Except for the conditions in clauses (a) and (b) above, the foregoing conditions are for the sole benefit of Purchaser and Parent and, subject to the terms and conditions of the Merger Agreement and applicable law, may be waived by Purchaser or Parent, in whole or in part at any time and from time to time prior to the expiration date of the Offer in the sole discretion of Purchaser or Parent.

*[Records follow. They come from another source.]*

PR #100, opened 2017-04-21
Require BCMath PHP extension via Composer

thiemowmde:
The production code also works without the BCMath extension, but the tests don't. I believe it's impossible to test both the same time (how would you disable a PHP module in the middle of a PHPUnit test?). I believe the best solution is to straight away require the extension, at least in all test scenarios.

### DIFF
--- a/composer.json
+++ b/composer.json
@@ -29,6 +29,7 @@
 		"data-values/common": "~0.3.0|~0.2.0"
 	},
 	"require-dev": {
+		"ext-bcmath": "*",
 		"mediawiki/mediawiki-codesniffer": ">=0.4 <0.8",
 		"phpunit/phpunit": "~4.8"
 	},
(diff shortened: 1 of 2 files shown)


manicki:
+1

Random note: if this is about some tests, not all of them (which I would assume is the case based on "The production code also works without the BCMath extension") relevant test could possibly also be skipped on system without the extension installed, no?

thiemowmde:
This patch is a response to what @JeroenDeDauw wrote in https://github.com/DataValues/Number/pull/98#issuecomment-296118971 (also see https://pastebin.com/ew8SCZiX). Currently there is a single `$this->markTestSkipped( 'bcmath library not available' )` in `DecimalMathTest::testProductWithBC`. We could mark all affected tests the same way, but to me this feels scary (a lot of stuff is entirely untested then) and tedious because it's not possible to test all this properly without constantly uninstalling and reinstalling the BCMath extension.

I believe this issue became worse with the latest HHVM, PHP 7.0.x and 7.1.x versions. From what I have seen different test scenarios fail, depending on the PHP/HHVM version you are using. This means we either need to disable more and more test cases, whenever a new one fails. Or we require the library with the consistent behaviour we need.

manicki:
Yeah, got that.

PR #104, opened 2017-05-16
Fix HHVM tests failing on Travis

thiemowmde:
Everything on Travis is currently blowing up because of this, see https://github.com/travis-ci/travis-ci/issues/7712. I would like to rebase the patches that are waiting for a review here, and need this fix to make the tests succeed again.

This also adds PHP 7.1 to the test matrix in addition to PHP 7.0 and HHVM.

### DIFF
--- a/.travis.yml
+++ b/.travis.yml
@@ -13,7 +13,7 @@ before_script:
   - composer install --prefer-source
 
 script:
-  - phpunit
+  - composer test
 
 cache:
   directories:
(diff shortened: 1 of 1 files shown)


manicki:
Added a commit that makes travis use the PHP Unit binary installed by composer, not the "global" phpunit. This was causing failures on hhvm build.

Also, apparently I accidentally also turned PHPCS checks that haven't been run on travis previously (!)

thiemowmde:
Have you seen #98? I think this was doing pretty much the same. I rebased #98 now and would love to see this merged, too (if CI succeeds).

PR #106, opened 2017-06-23
Better documentation for the DataValue::newFromArray contract

thiemowmde:
#105 already fixed it, this is just making the contract much more clear, I hope.

[Bug: T168681](https://phabricator.wikimedia.org/T168681)

### DIFF
--- a/src/DataValues/DecimalValue.php
+++ b/src/DataValues/DecimalValue.php
@@ -48,7 +48,7 @@ class DecimalValue extends DataValueObject {
 	 * @param string|int|float $value If given as a string, the value must match
 	 *  QUANTITY_VALUE_PATTERN. The leading plus sign is optional.
 	 *
-	 * @throws IllegalValueException
+	 * @throws InvalidArgumentException
 	 */
 	public function __construct( $value ) {
 		if ( is_int( $value ) || is_float( $value ) ) {
@@ -111,8 +111,6 @@ class DecimalValue extends DataValueObject {
 
 	/**
 	 * Compares this DecimalValue to another DecimalValue.
-	 *
-	 * @since 0.1
 	 *
 	 * @param self $that
 	 *
@@ -227,8 +225,6 @@ class DecimalValue extends DataValueObject {
 	/**
 	 * Returns the sign of the amount (+ or -).
 	 *
-	 * @since 0.1
-	 *
 	 * @return string "+" or "-".
 	 */
 	public function getSign() {
@@ -288,8 +284,6 @@ class DecimalValue extends DataValueObject {
 	 * Returns the integer part of the value, that is, the part before the decimal point,
 	 * without the sign.
 	 *
-	 * @since 0.1
-	 *
 	 * @return string
 	 */
 	public function getIntegerPart() {
@@ -305,8 +299,6 @@ class DecimalValue extends DataValueObject {
 	/**
 	 * Returns the fractional part of the value, that is, the part after the decimal point,
 	 * if any.
-	 *
-	 * @since 0.1
 	 *
 	 * @return string
 	 */
@@ -342,8 +334,6 @@ class DecimalValue extends DataValueObject {
 	 * Returns the value held by this object, as a float.
 	 * Equivalent to floatval( $this->getvalue() ).
 	 *
-	 * @since 0.1
-	 *
 	 * @return float
 	 */
 	public function getValueFloat() {
@@ -360,13 +350,20 @@ class DecimalValue extends DataValueObject {
 	}
 
 	/**
-	 * Constructs a new instance of the DataValue from the provided data.
-	 * This can round-trip with @see getArrayValue
+	 * Constructs a new instance from the provided data. Required for @see DataValueDeserializer.
+	 * This is expected to round-trip with @see getArrayValue.
 	 *
-	 * @param string|int|float $data
+	 * @deprecated since 0.8.3. Static DataValue::newFromArray constructors like this are
+	 *  underspecified (not in the DataValue interface), and misleadingly named (should be named
+	 *  newFromArrayValue). Instead, use DataValue builder callbacks in @see DataValueDeserializer.
 	 *
+	 * @param mixed $data Warning! Even if this is expected to be a value as returned by
+	 *  @see getArrayValue, callers of this specific newFromArray implementation can not guarantee
+	 *  this. This is not guaranteed to be a string!
+	 *
+	 * @throws InvalidArgumentException if $data is not in the expected format. Subclasses of
+	 *  InvalidArgumentException are expected and properly handled by @see DataValueDeserializer.
 	 * @return self
-	 * @throws IllegalValueException
 	 */
 	public static function newFromArray( $data ) {
 		return new static( $data );
--- a/src/DataValues/UnboundedQuantityValue.php
+++ b/src/DataValues/UnboundedQuantityValue.php
@@ -64,7 +64,7 @@ class UnboundedQuantityValue extends DataValueObject {
 	 * @param string $unit A unit identifier. Must not be empty, use "1" for unit-less quantities.
 	 *
 	 * @return self
-	 * @throws IllegalValueException
+	 * @throws InvalidArgumentException
 	 */
 	public static function newFromNumber( $amount, $unit = '1' ) {
 		$amount = self::asDecimalValue( 'amount', $amount );
@@ -82,7 +82,6 @@ class UnboundedQuantityValue extends DataValueObject {
 	 * @param string|int|float|DecimalValue|null $number
 	 * @param DecimalValue|null $default
 	 *
-	 * @throws IllegalValueException
 	 * @throws InvalidArgumentException
 	 * @return DecimalValue
 	 */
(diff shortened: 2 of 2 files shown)


src/DataValues/DecimalValue.php
```diff
@@ -360,13 +350,20 @@ public function getArrayValue() {
...
 
 	/**
-	 * Constructs a new instance of the DataValue from the provided data.
-	 * This can round-trip with @see getArrayValue
+	 * Constructs a new instance from the provided data. Required for @see DataValueDeserializer.
+	 * This is expected to round-trip with @see getArrayValue.
+	 *
+	 * @deprecated since 0.8.3. Static DataValue::newFromArray constructors like this are
+	 *  underspecified (not in the DataValue interface), and misleadingly named (should be named
+	 *  newFromArrayValue). Instead, use DataValue builder callbacks in @see DataValueDeserializer.
```
manicki: hmm, I am not sure if this is framed the best way. DataValueDeserializer indeed makes use of those constructors. But why would this library bother about some DataValueDeserializer? And, probably not in this case, in theory, there could be other users of those constructors than DataValueDeserializer.
Also, I note that builder callback for "wikibase-entityid" in Wikibase does use EntityIdValue::newFromArray :)

I know it is good to provide alternatives when deprecating a part of public interface, but maybe simple "DO NOT USE" would be enough here?

thiemowmde: The only reason the newFromArray methods exist is because DataValueDeserializer needs them. DataValue::getArrayValue serializes, newFromArray deserializes. That was the idea.

I don't care much about other code. What's relevant and really, really crucial here is to know how this is going to be used in DataValueDeserializer. I tried to add the contract of "newFromArray" including this big comment to the DataValue interface, but I figured this would make the situation worse. We already have an implementation without a "newFromArray", and we should be free to remove them individually when we are sure they are not used any more. That's why it should not be in the interface, and that's why the deprecation must mention the alternative.

manicki: Sure, I understand that. But as I pointed out, using "builder callback" does not mean it would not call newFromArray (which it does now).
From the perspective of this component this depreciation means: do not use newFromArray, use regular constructor, or do I get it wrong?

thiemowmde: I want to get rid of the bad code in DataValueDeserializer that just assumes every DataValue implementation does have a newFromArray method with a specific contract, because this contract is not specified anywhere.

The deprecation is mostly because of the bad name. Builder callbacks are still free to use whatever constructor they want (the default one or a more convenient static one).

manicki: I understand that. I do not oppose to depreciation or anything. I am only mentioning that I found the depreciation notice a bit confusing (a single sentence there, in particular).

I don't know this all DataValues stuff well, so it would be the best if @JeroenDeDauw or @brightbyte chimed in here I guess. It simply seems a bit odd to me that this components mentions some other component which is not even its dependency etc.

thiemowmde: There is a dependency. DataValueDeserializer is where the contract for the newFromArray methods is specified. This is not a hard dependency in the sense of code usage, but a dependency in the sense of information flow. So yes, there is a circular dependency here. I want to document this, and mark it as deprecated everywhere, so we can get rid of it some day.

brightbyte: I haven't looked at the code again, just a general comment about @deprecated: the current deprecation notice gives a justification for the deprecation. That's usually not what the caller needs - they just need to know since when this is deprecated, and what to do instead. 

Information about technical debt should probably for formulated as a @todo, in an actionable way. I guess it's ok to give a reason there. But perhaps it's sufficient if the justification is in the commit message.

thiemowmde: I don't understand what you guys want. I find it really, really critical to mention the reasoning for the deprecation, because it is two-fold: The only (!) reason "newFromArray" exists in the first place is because of this one line in the DataValueDeserializer. There was no alternative for this a while ago, but is now. So why not mention this alternative? And the name is just bad, which caused the current pain in the first place. I was under the impression a method that is literally called "newFromArray" always gets an array. But this is wrong. Users should introduce a new one with a better name, if they really need one.

brightbyte: First off: I don't have strong feelings about this, I'm just giving my experience with deprecation messages. 

So: the deprecation message should of course mention the alternative - that's the most important bit! And for callers, that (plus the deprecation version) is the only information that is relevant.

The justification is relevant for people who work on improving the library and addressing tech debt. So it should be in a @todo. Why do you think it is critical to give the justification in the deprecation message?

(Again, for the record: I think this is a minor point. An interesting detail discussion about how to write perfect documentation. Shouldn't block a patch.)

manicki: I also don't say this is something more than a minor point. I just wanted to point out that this alternative suggested here is provided from the perspective of one particular use of this component.
As the same/very similar notice if now being suggested to be add to N other related components, I'd argue it is good to have an accurate documentation everywhere.
If others say the current notice is fine, I am not going to oppose. As I don't oppose here.

thiemowmde: > for callers, that […] is the only information that is relevant.

It should have become clear that I disagree.

> Why do you think it is critical to give the justification in the deprecation message?

Because as a consumer of this I want to know what's going on, and why I have to change code that was just fine for months, possibly years. As a consumer I need to understand the reasoning so I can follow it and properly apply it to my own code. I will not blindly follow an instruction when it does not make sense to me, especially if there is no simple replacement that can be applied with a regular expression, as it is the case here. If there really is a third-party user outside of DataValueDeserializer he should talk to us and we will introduce something with a better name than the current "newFromArray". A `@todo` can not do this. I don't see how a third-party user should become aware of a `@todo` hidden in some otherwise unchanged code.

> […] provided from the perspective of one particular use of this component.

Yes, because there is only one. Secondary users of these methods don't exist, as far as we know.

filbertkm: Thanks for deprecating this. It's confusing that some of these methods (e.g. StringValue) take something other than an array in this method.

maybe people should be advised just to "use the constructor builder callbacks (e.g. @see DataValueDeserializer) instead".

thiemowmde:
It's 7 hours since I uploaded this patch. Then we spend almost 2 hours discussing what I did, without getting anywhere. Then everybody stopped. This makes me angry and helpless. I spend the entire morning on [T168681](https://phabricator.wikimedia.org/T168681) and all related patches. I was hoping we could do the bugfix releases today. Really, in essence they do nothing but removing two `array` type hints. How complicated could that be? It seems it can, even to a point where everything just gets stuck. Why? What are you missing? What did I do wrong? Do you think this is not relevant any more? Did I wasted my time? Who will continue working on this, if what I did is not sufficient?

src/DataValues/DecimalValue.php
thiemowmde: @filbertkm, I don't understand. This is what it pretty much literally says: use builder callbacks instead.

manicki:
> Then we spend almost 2 hours discussing what I did, without getting anywhere. 

This is not really constructive comment, speaking about "getting anywhere".

> Then everybody stopped. 

So I made come comments. I consider them really minor, and I hope made myself clear. To those you more or less said "This does not matter". I am not blocking anything here, even if I disagreed. I said I'd prefer people more involved in the development of this library to say how they would like this depreciation communicated.
I could go ahead and merge this patch. Still the bug fix will not be deployed to wikidata.org before Monday any way. Therefore I felt it is OK to wait a bit more and possible have wise people peep in here.

src/DataValues/DecimalValue.php
JeroenDeDauw: Such much comments... read the first few

`DataValueDeserializer` was added to allow getting rid of these static construction methods. Apparently no deprecation tag was added to these specific classes. Doing so should not be an issue. Perhaps removing them altogether also is not? If migration to `DataValueDeserializer` has been completed, you can just update the code in `DataValueDeserializer` and ditch these methods. About time after 4(?) years.

I agree that generally mentioning a class from a component you do not even depend on is either weird or flat out bad. Since the responsibility for this serialization and deserilaization stuff was moved to another component, it does seem like the sensible thing to do here. And anyway, no need to spend lots of time on writing the best comment ever if you just get rid of it and the code it goes along with in the near future (which is what I hope and suggest you do).

thiemowmde: DataValueDeserializer exists since 2013. Not only was it the only caller of the DataValue::newFromArray methods. The call in DataValueDeserializer was actually the specification of how all DataValue::newFromArray methods must behave. Which is why I started calling this a "circular dependency" in a comment above. An alternative was added in 2016 with https://github.com/DataValues/Serialization/pull/14.

JeroenDeDauw: > Not only was it the only caller of the DataValue::newFromArray methods. The call in DataValueDeserializer was actually the specification of how all DataValue::newFromArray methods must behave.

Wrong. As I wrote, `newFromArray` predates `DataValueDeserializer`, the later being added to migrate away from the former.

> Which is why I started calling this a "circular dependency" in a comment above.

That is poor use of words IMO, since this most certainly is not a circular dependency. You can broaden the term sure, but if you go this far, it becomes so vague that it loses its utility.

> An alternative was added in 2016 with DataValues/Serialization#14.

Yeah cool. This is the kind of thing that was always meant to happen to finish the migration.

---

This is just talking about the past. I'd rather focus on how to proceed now. Anyway, going to ubsub here and leave this in your (collective) capable hands.

manicki:
Thanks @JeroenDeDauw for explaining. With this information it was clear to me this should be deprecated.

When this PR was opened, it has probably been the second time I ever looked in any of this data values code. That's why I wanted someone else to confirm.

Now with all the comments, and looking some more, I can see what is the intended direction here. But really, it does not strike as obvious that newFromArray should have been deprecated and that this DataValueDeserializer is the replacement for newFromArray, when both DataValueDeserializer and its famous callbacks happily use newFromArray.

src/DataValues/DecimalValue.php
thiemowmde: > Wrong.

It appears you did not read what I wrote, or just don't want to understand what I meant. I find this really frustrating. Again: since 2013 the detailed specification of how all newFromArray methods must behave was not in the DataValue interface but in DataValueDeserializer. How do you call this, if not a circular dependency?

thiemowmde:
@manicki, technically, there is nothing wrong with having static constructors. Each DataValue implementation is entirely free to have one or more.

The main problem we are talking about here is neither caused by the pure existence of the newFromArray methods, nor by the callbacks using them, but solely by the fact that DataValueDeserializer expects them to exist and behave in a very specific way that is not specified in the DataValue interface. If this would be the only problem with the newFromArray methods, it would not be necessary to deprecate them.

But there are more problems, as I already tried to explain above. The name is misleading as not all of them expect an array. In simple cases like StringValue the method does not do anything but calling the default constructor. Also the deprecation makes all the problems we are talking about here much, much more obvious. A `@todo` somewhere in DataValueDeserializer or a Phabricator ticket can't do this.

manicki:
hmm, then if in principle it would be OK to keep static newFromArray constructors (possible having them renamed), why deprecate them?

src/DataValues/DecimalValue.php
filbertkm: @thiemowmde I don't really care too much about the wording but https://github.com/DataValues/Number/pull/108 is what I had/have in mind. Using builders in DataValueSerializer is one alternative.

Hopefully we can remove this method entirely at some point soon

thiemowmde:
> […] why deprecate them?

Because the name is bad and new ones with better names should be introduced, if needed. Oh yea, and because I believe a deprecation phase is worth it. A rename would be a breaking change.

“Company Material Adverse Effect” means any event, condition, change, occurrence or development, circumstance or effect that, individually or in the aggregate, has had or would be reasonably expected to have a material adverse effect on (i) the business, operations, assets, liabilities or financial condition of GenMark and its subsidiaries, taken as a whole, or (ii) the ability of GenMark to consummate the Offer, the Merger or the transactions contemplated by the Merger Agreement. The Merger Agreement specifies that with respect to clause (i), above, none of the following will be taken into account in determining whether there is, or would reasonably likely to be, a Company Material Adverse Effect:
(a) general political, economic or market conditions or general changes or developments in the industry in which GenMark and its subsidiaries operate;
(b) any event, circumstance, change or effect arising directly or indirectly from or otherwise relating to any act of terrorism, war (whether declared or not), cyberattack, national or international calamity, natural disaster, pandemic, epidemic or disease outbreak (including COVID-19) or any other similar event;
(c) from the transactions contemplated by the Merger Agreement or the announcement or pendency thereof, including to the extent resulting in any reduction in billings or revenue or any loss of employees or disruption in (or loss of) customer, supplier, distributor, landlord, partner or similar relationships attributable to the announcement or pendency of the transactions;
(d) any event, condition, change, occurrence or development, circumstance or effect arising directly or indirectly from or otherwise relating to a change in, or action taken required to comply with any change in any law (including COVID-19 Measures) or accounting regulations;
(e) changes in the price or trading volume of GenMark’s stock (provided that the underlying cause of such change in price or trading volume may be taken into account in determining whether there is, or would reasonably be expected to be, a Company Material Adverse Effect);
(f) any failure by GenMark to meet public or internal revenue, earnings or other financial projections (provided that the underlying cause of such failure may be taken into account in determining whether there is, or would reasonably be expected to be, a Company Material Adverse Effect);
(g) any change resulting or arising from the identity of, or any facts or circumstances relating to, Parent, Purchaser or any of their respective affiliates;
(h) any event, circumstance, change or effect arising directly or indirectly from or otherwise relating to fluctuations in the value of any currency;
(i) the taking of any action expressly required by the Merger Agreement (including, without limitation, any actions taken in compliance with the Merger Agreement to obtain any approval or authorization for the consummation of the Offer or the Merger under the HSR Act and all other laws, including merger control laws, prohibiting, limiting, or promulgated or intended to govern conduct having the purpose or effect of monopolization, restraint of trade, or substantial lessening of competition) or expressly approved of in writing by Parent, or the failure to take any action expressly prohibited by the Merger Agreement (if GenMark timely requests a waiver from Parent); or
(j) any litigation with respect to the application of any law to the Merger Agreement, the Offer, the Merger or the transactions contemplated by the Merger Agreement.